Analyses

Cameroon’s Caisse des Dépôts et Consignations: a strategic driver for infrastructure funding

Economie

Cameroon’s Caisse des Dépôts et Consignations: a strategic driver for infrastructure funding

Cameroon, like many African economies, has for years grappled with diminishing access to traditional external financing, including concessional multilateral loans, official development assistance, and increasingly expensive international bond markets. Within this challenging economic landscape, the strategic imperative to mobilize domestic savings, both public and private, has become paramount. This is precisely the critical function intended for the Caisse des Dépôts et Consignations (CDEC), which became operational on January 20, 2023, following a presidential decree, fifteen years after its initial legal establishment by a 2008 law.

Suivez Actu Cameroun sur Google
Commenter

Cameroon’s Caisse des Dépôts et Consignations (CDEC) offers a vital solution to the nation’s infrastructure funding needs by harnessing untapped domestic savings. The institution, operationalized in January 2023, is designed to transform dormant capital into a powerful engine for national development.

 

  1. A proven blueprint: lessons from the French Caisse des Dépôts

France’s experience with its Caisse des Dépôts provides a compelling example of how a national deposit fund can convert idle savings into a robust instrument for structural development. This is achieved through three core mechanisms:

  • The centralized collection of regulated resources, such as Livret A savings accounts, notarial funds, and dormant accounts, within a secure public institution.
  • The strategic conversion of these short-term deposits into long-term loans, underpinned by a state guarantee.
  • A significant leverage effect, where each euro of centralized savings is channeled into financing crucial infrastructure projects like social housing, urban renewal, fiber optic networks, and transport systems.

The Cameroonian CDEC is designed to mirror this successful framework. Its primary mission is to gather, safeguard, and ensure the long-term profitability of resources that typically lie dormant, directing them strategically to support public policy objectives across Cameroon.

  1. CDEC’s measurable progress and operational growth

Available data confirms that CDEC is already demonstrating significant momentum:

Cadre juridique and resource categories

The legal foundation, established by the 2008 law and its 2011 implementing decree, delineates four main categories of resources for CDEC: various deposits (including notary funds and inactive bank accounts), administrative consignments (such as public contract guarantees), judicial consignments (like bail bonds and court settlements), and a fourth assimilated category.

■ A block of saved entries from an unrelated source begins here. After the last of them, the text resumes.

PR #3990, opened 2019-05-16
fix(cmd): GetJenkinsURL ignores the ns argument

polothy:
#### Submitter checklist

- [x] (**GUESSING IT IS**) Change is covered by existing or new tests.

#### Description

The `ns` argument to `GetJenkinsURL` gets immediately overwritten with the current namespace stored in kube config.  Very likely they are always the same, but in places like running JX in the cluster, they are not.

Just giving some more details as to how I ran into this problem: it was from doing a JX install from within the cluster.  On install, it builds the `CreateJenkinsUserOptions` command and specifies the Namespace it should run in in order to generate the Jenkins API token.  Then in `CreateJenkinsUserOptions.Run` it calls `CustomJenkinsURL`, passing in the namespace.  Once you make it to `GetJenkinsURL`, the namespace argument is ignored and it reads the namespace from the kube config or pod namespace.

I'm hoping the BDD tests cover this change.

None.


polothy:
Thanks!

PR #3995, opened 2019-05-16
fix: Get fork status from repo

### LINKED ISSUE #3994: jx create pullrequest ignores repo fork status
### Summary 

jx create pullrequest now calls the helper method `PushRepoAndCreatePullRequest` with the `fork` flag always set to true. This will fail if the repo being used for the pull request is NOT actually a fork with the message `422 Validation Failed [{Resource:PullRequest Field:head Code:invalid Message:}]`

tdcox:

#### Submitter checklist

#### Description
Uses the fork status from the repo details rather than the input parameter.

It's not clear why `fork` was being passed explicitly as an input so this change may break something in the GitOps functionality in gitops.go which is the only other consumer of this method. I have therefore just changed the source of the fork status but not removed this from the API. If all the tests still work for GitOps, then we need to clean this up by removing the `fork` parameter from the function.

fixes #3994

### DIFF
--- a/pkg/gits/helpers.go
+++ b/pkg/gits/helpers.go
@@ -245,7 +245,7 @@ func PushRepoAndCreatePullRequest(dir string, gitInfo *GitRepository, base strin
 	if username == "" {
 		return nil, fmt.Errorf("no git user name found")
 	}
-	if gitInfo.Organisation != username && fork {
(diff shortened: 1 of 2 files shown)


pmuir:
/lgtm

Yes, I tried to remove the fork parameter before, but I wasn't aware of this gitInfo - if all the bdd tests pass (which they do) then I think this is safe...

Issue #3342, opened 2019-03-14
Pipeline extensibility for Tekton


pmuir:
Currently there are some ways to extend pipeline e.g. you can put a pipeline definition in a build pack but there is no way to provide any intermediate configuration. This is also not consistent with the other ways we do extensibility which is via CRDs

Acceptance Criteria:

* Consistent with the rest of the JX extensibility
* Blocks pipeline execution until all extensions are applied.

hferentschik:
The current idea is to create a meta pipeline prior to the actual build pipeline. This meta pipeline gets also the source code injected and is then able to contribute to the pipeline by modifying the pipeline config (`jenkins-x.yml`) or any other file of the project (eg a `pom.xml`).

Once the meta pipeline is built and executed, the actual build pipeline is created and executed. 

Apps can "register" themselves as wanting to contribute/modify the pipeline. They do that via a label, eg:

```yaml
  labels:
    jenkins.io/app-name: jx-app-acme
    jenkins.io/app-type: pipeline-extension
``` 

When the meta pipeline is built, all Apps with app-type  pipeline-extension are discovered. Each of this apps needs to have a `PipelineExtension` defined in their App CRD:

```go
type PipelineExtension struct {
	// Name of the container specified as a DNS_LABEL.
	Name string `json:"name" protobuf:"bytes,1,opt,name=name"`
	// Docker image name.
	Image string `json:"image,omitempty" protobuf:"bytes,2,opt,name=image"`
	// Entrypoint array. Not executed within a shell.
	Command string `json:"command,omitempty" protobuf:"bytes,3,rep,name=command"`
	// Arguments to the entrypoint.
	Args []string `json:"args,omitempty" protobuf:"bytes,4,rep,name=args"`
}
```

`PipelineExtension` contains all the information needed to build a Tekton task to be executed as part of the meta pipeline. 

In a first version, there is no order in which the Apps get executed, but as a next step we could add a order/priority label as well.

Another idea which needs to be discussed further is to commit the changes each Apps makes to the config/source. This could either be done by the App itself or by the controller building the meta pipeline. TBD.

hferentschik:
Related pull requests:

- #4004 
- #4051

hferentschik:
[...]

PR #4004, opened 2019-05-17
refactor: extracting more functionality into pipelines.go 

hferentschik:
* Moving more code out of create_step_create
* Introducing a wrapper class for the Tekton CRDs

The motivation for the refactor is to have less code in the command class and the ability to share some of the code with the metapipleine stuff (#3342) I am working on.


hferentschik:
@joseblas ^^

abayer:
/assign @dwnusbaum 
Looks good so far!

hferentschik:
Rebased.

hferentschik:
@pmuir, I rebased. Given that it still has the 'approved' label should it not merge? Or does it need another lgtm label in which case what's the point of 'approve'?

PR #4010, opened 2019-05-17
Chore: run gnerate-docs as part of lint

pmuir:
#### Submitter checklist

- [ ] Change is code complete and matches issue description.
- [ ] Change is covered by existing or new tests.

#### Which issue this PR fixes

fixes #

PR #4011, opened 2019-05-17
fix: api doc generation

daveconde:
Fix issue where the api doc generation fails due to a map containing a complex type. While this seems to generate a valid json schema, the current implementation of apidocs-gen believes the type to be unused.


pmuir:
It may be worth merging https://github.com/jenkins-x/jx/pull/4010 into this as then we'll be checking the `make generate-docs` as part of the lint

PR #4020, opened 2019-05-20
Add BatchPipelineActivity information to batch builds and PR builds to get linked in the UI

dgozalo:
#### Submitter checklist

#### Description
When tide has multiple PRs ready to be merged in the merge pool, Prow will create a Batch job that will include references to each PR that comprises it. 

Until now, there was no way to link each PR to the batch build or vice versa in order to get information of the other parts to, for example, link to each other in the UI.

Now a batch build `PipelineActivity` will contain information of each PR that comprise it like the batch name (PR-#) and the build number that is included.

Each one of those PRs' `PipelineActivity` will contain information of the batch build number that is handling its code.

There is a special case for Prow that will attempt to merge the lowest PR of a batch build outside of the batch, then attempt to merge the batch. This will generate another build execution for that PR.

There's a reconciliation mechanism set that will look for its last build with the same `lastCommitSha` that also contains a batch build number, then it will update itself with that batch build number, update the batch build `PipelineActivity` to register itself as the last build for the given PR and then erase the batch build number from the old execution.

This way we can always keep updated information in the `PipelineActivities`. 

This can be merged independently of any PR in other repos within the same issue.


pkg/jx/cmd/controller_pipelinerunner.go
```diff
@@ -180,11 +180,12 @@ func (o *ControllerPipelineRunnerOptions) startPipelineRun(w http.ResponseWriter
 		return
 	}
 
-	// lets change this to support new pipelineresource type that handles batches
-	if len(pj.Refs.Pulls) > 0 {
+	// Only if there is one Pull in Refs, it's a PR build so we are going to pass it
+	if len(pj.Refs.Pulls) == 1 {
```
hferentschik: I'd would be tempted to create a function `isSinglePullRequest()`, even if it in the end just contains just one line. IMO such a method speaks more for itself than the current if statement + comment

hferentschik: So this is just to make sure we are passing the pull request number along, right?

pkg/jx/cmd/step/create/step_create_task.go
```diff
@@ -236,7 +237,7 @@ func (o *StepCreateTaskOptions) Run() error {
 				}
 			}()
 		}
-		err := o.mergePullRefs(o.cloneDir)
+		pr, err = o.mergePullRefs(o.cloneDir)
```
hferentschik: The thing which keeps confusing me here is that it seems that `PULL_REFS` is only passed via an env variable. Almost everything else we pass via option. This seems a bit arbitrary to me. I think we need a better plan here in general. 

One thing we could arleady do now is to have some validateOptions at the beginning of `Run` which determines what type of build we are dealing with, validates we have all parameters, parses the pull refs if needed.

pkg/kube/activity.go
```diff
@@ -200,6 +202,16 @@ func (k *PipelineActivityKey) GetOrCreate(jxClient versioned.Interface, ns strin
 		create = true
 		a = defaultActivity
 	}
+
+	numberOfRefs := len(k.PullRefs)
```
hferentschik: I'd make this a function of `PipelineActivityKey`

pkg/kube/activity.go
```diff
@@ -29,6 +30,7 @@ type PipelineActivityKey struct {
 	LastCommitMessage string
 	LastCommitURL     string
 	GitInfo           *gits.GitRepository
+	PullRefs          map[string]string
```
hferentschik: Would it make sense to have some `builtType` as well?

pkg/kube/activity.go
```diff
@@ -227,6 +247,145 @@ func (k *PipelineActivityKey) GetOrCreate(jxClient versioned.Interface, ns strin
...
+	}
+
+	currentBuildNumber, err := strconv.Atoi(k.Build)
+	if err != nil {
+		return errors.Wrapf(err, "error parsing the current build number for PipelineActivity %s", currentActivity.Name)
+	}
+
+	//It only makes sense to look for the build before this one
+	currentBuildNumber = currentBuildNumber - 1
+	for _, v := range activities.Items {
```
hferentschik: maybe this could be extracted into a method which describes what's going on here.

pkg/kube/activity_test.go
```diff
@@ -198,6 +199,252 @@ func TestCreateOrUpdateActivities(t *testing.T) {
 	//tests.Debugf("Has Promote %#v\n", promote)
 }
 
+func TestCreateOrUpdateActivityForBatchBuild(t *testing.T) {
```
hferentschik: 👍 nice with some tests

pkg/apis/jenkins.io/v1/zz_generated.deepcopy.go
```diff
@@ -172,6 +172,27 @@ func (in *Attachment) DeepCopy() *Attachment {
 	return out
 }
 
+// DeepCopyInto is an autogenerated deepcopy function, copying the receiver, writing into out. in must be non-nil.
+func (in *BatchPipelineActivity) DeepCopyInto(out *BatchPipelineActivity) {
```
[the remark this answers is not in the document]
dgozalo: Worked fine. The only "issue" would be that the code generation binaries weren't in .jx/codegen/bin and I had to copy them manually.

pkg/jx/cmd/controller_pipelinerunner.go
dgozalo: The thing here is that, the `> 0` condition was being matched by both PullRequest anad Batch build types. This caused the batch build to incorrectly contain information about the first PullRequest it contained.

pkg/kube/activity.go
dgozalo: I think you can get the same result by checking the length of the `PullRefs`. I'm already creating a function to return the number of refs of a `PipelineActivityKey`. 

Adding a buildType property would just imply moving that len check to somewhere else just to initialize the variable.

Considering the length of PullRefs is being used elsewhere to do other things, I don't think it's necessary.

pkg/kube/activity.go
dgozalo: I think the resulting method would be messy due to all the parameters that it would need. I'd always to keep params lower than 3. 

I will however word it better so it's more understandable.

pkg/kube/activity.go
dgozalo: Agree, created two new funcs: isBatchBuild and isPRBuild. Should make the code much cleaner.

pkg/jx/cmd/step/create/step_create_task.go
dgozalo: They are actually passed as `o.CustomEnvs` and it's probably to keep the spec of Prow: https://github.com/oracle/kubernetes-test-infra/tree/master/prow (at Job Environment Variables).
This way we can always "check" we are respecting the spec.

pkg/apis/jenkins.io/v1/zz_generated.deepcopy.go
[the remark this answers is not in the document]
hferentschik: which target did you execute? There should be no need for a manual copy. Personally, I don't like that we put things into `.jx/codegen/bin`, but that's a different story.

pkg/kube/activity.go
hferentschik: ok

pkg/kube/activity.go
hferentschik: ok

> I think the resulting method would be messy due to all the parameters that it would need

which might point to a deeper lying issue. But anyways

pkg/jx/cmd/step/create/step_create_task.go
hferentschik: > They are actually passed as o.CustomEnvs and it's probably to keep the spec of Prow

Sure. But why do our controllers not also only act on env variables? Instead, there is this mixture of options and env variables which I find confusing.

hferentschik:
@dgozalo what is the state with this PR now?

pkg/apis/jenkins.io/v1/zz_generated.deepcopy.go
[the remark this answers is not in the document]
dgozalo: It was `make generate`

dgozalo:
> @dgozalo what is the state with this PR now?

Should be mergeable. I'll tackle the change to the garbage collection in another PR / issue.

pkg/kube/activity.go
```diff
@@ -200,6 +210,15 @@ func (k *PipelineActivityKey) GetOrCreate(jxClient versioned.Interface, ns strin
 		create = true
 		a = defaultActivity
 	}
+
+	if k.isBatchBuild() {
```
hferentschik: 👍

pkg/kube/activity.go
```diff
@@ -29,12 +30,21 @@ type PipelineActivityKey struct {
...
 	LastCommitURL     string
 	GitInfo           *gits.GitRepository
+	PullRefs          map[string]string
 }
 
 func (k *PipelineActivityKey) IsValid() bool {
 	return len(k.Name) > 0
 }
 
+func (k *PipelineActivityKey) isBatchBuild() bool {
```
hferentschik: 👍

PR #5795, opened 2019-10-12
fix: lookup boot config ref unless it's specified

macox:
#### Description

Currently if you specify a git-url for boot config but no git-ref it will use the master boot config. This change ensures that it will lookup the boot config version that is specified in the version stream.


abayer:
Looks right to me, but would like @ccojocar and/or @dgozalo to take a look since they're more familiar with this particular bit than me. =)

PR #5823, opened 2019-10-15
fix: only create/update dev environment repo when within `jx boot`

### LINKED ISSUE #5819: step_verify_environments fails when run in pipeline
When running the pipeline builds for the boot config repository, the following error occurs:

```
Validating git repository for dev environment at URL https://github.com/ccojocar-org/environment-central-dev.git
error: [the environment variable BASE_CONFIG_REF must be specified]

Pipeline failed on stage 'release' : container 'step-verify-jenkins-x-environment'. The execution of the pipeline has stopped.
```

The problem is that _BASE_CONFIG_REF_ is only set in the case of executing `jx boot`. The variable is not set when `verify env` is called as part of a pipeline build. 

Currently, the code looks like this:

```golang
func (o *StepVerifyEnvironmentsOptions) createDevEnvironmentRepository(envGitInfo *gits.GitRepository, public bool, provider gits.GitProvider, gitter gits.Gitter, requirements *config.RequirementsConfig) error {
	fromGitURL, fromBaseRef, err := o.readEnvironment()
	if err != nil {
		return err
	}

	dir, err := filepath.Abs(o.Dir)
	if err != nil {
		return errors.Wrapf(err, "resolving %s to absolute path", o.Dir)
	}

	environmentRepo, err := o.createDevEnvironmentRemote(envGitInfo, dir, fromGitURL, fromBaseRef, !public, requirements, provider, gitter)
	if err != nil {
		return errors.Wrapf(err, "creating remote for dev environment %s", envGitInfo.Name)
	}

	if o.isJXBoot() {
		err = o.pushDevEnvironmentUpdates(environmentRepo, dir, provider, gitter)
		if err != nil {
			return errors.Wrapf(err, "error updating dev environment for %s", envGitInfo.Name)
		}

		// Add a remote for the user that references the boot config that they originally used
		err = gitter.SetRemoteURL(dir, "jenkins-x", fromGitURL)
		if err != nil {
			return errors.Wrapf(err, "setting jenkins-x remote to boot config %s", fromGitURL)
		}
	}
	return nil
}
```

The error occurs in 

```golang
fromGitURL, fromBaseRef, err := o.readEnvironment()
```

If _BASE_CONFIG_REF_ is not set `step verify` will fail. 

There are several options to potentially resolve this:

* Make sure that _BASE_CONFIG_REF_ is also set when the pipeline runs. Questions is what it should be set to and where this value is coming from.
* Move the check wether we are running `jx boot` if o.isJXBoot() {` higher up and only execute the whole function if we are in `jx boot`. This implies that when `step verify env` is called in the pipeline we are not recreating and re-pushing to the dev repo.

hferentschik:
fixes #5819

* only call `handleDevEnvironmentRepository` is in `jx boot`. This effectively pulls up ` o.isJXBoot()` one level 
* Let helpers#DuplicateGitRepoFromCommitish return an error if the target repo exists which is more in line with one would expect from the function name

### DIFF
--- a/pkg/cmd/step/verify/step_verify_environments.go
+++ b/pkg/cmd/step/verify/step_verify_environments.go
@@ -259,12 +259,12 @@ func (o *StepVerifyEnvironmentsOptions) createEnvironmentRepository(name string,
 	gitter := o.Git()
 
 	if name == kube.LabelValueDevEnvironment || environment.Spec.Kind == v1.EnvironmentKindTypeDevelopment {
-		if requirements.GitOps {
+		if o.isJXBoot() && requirements.GitOps {
 			provider, err := envGitInfo.CreateProviderForUser(server, userAuth, gitKind, gitter)
 			if err != nil {
 				return errors.Wrap(err, "unable to create git provider")
 			}
-			err = o.createDevEnvironmentRepository(envGitInfo, public, provider, gitter, requirements)
+			err = o.handleDevEnvironmentRepository(envGitInfo, public, provider, gitter, requirements)
 			if err != nil {
 				return err
 			}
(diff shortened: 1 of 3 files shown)


hferentschik:
Note, this is semantically equivalent to the original.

Mandatory collection mechanism

A Prime Minister’s decree, issued on December 1, 2023, introduced a stringent framework. It imposed a strict deadline on banks, insurance companies, notaries, and court registries for the transfer of their consigned funds. Non-compliance with this directive carries severe penalties, including external audits and late payment interest calculated at the BEAC’s marginal lending facility rate plus two percentage points. This robust legal mechanism is crucial for ensuring the rapid accumulation of resources.

Three-year results

Director General Richard Evina Obam recently announced that CDEC has centralized over 151 billion FCFA (approximately 260 million USD) within three years of its operational launch. While a substantial sum, this amount still falls considerably short of the identified potential, with earlier estimates suggesting more than 1,000 billion FCFA remains dormant within the banking system.

  1. The banking subsidiary: a catalyst for infrastructure investment

The most pivotal development for CDEC’s ambitious infrastructure agenda is the planned creation of a dedicated banking subsidiary, for which a feasibility study commenced in February 2025. This subsidiary is explicitly designed to:

  • Assist the State, decentralized territorial communities (CTD), and enterprises in securing funds for infrastructure development.
  • Provide crucial support to Small and Medium-sized Enterprises (SMEs) aiming to participate in public procurement processes.
  • Streamline initial public offerings (IPOs) and facilitate the evaluation of new business opportunities.
  • Offer long-term financial products, including loans, guarantees, and leasing solutions, specifically tailored for Cameroonian stakeholders.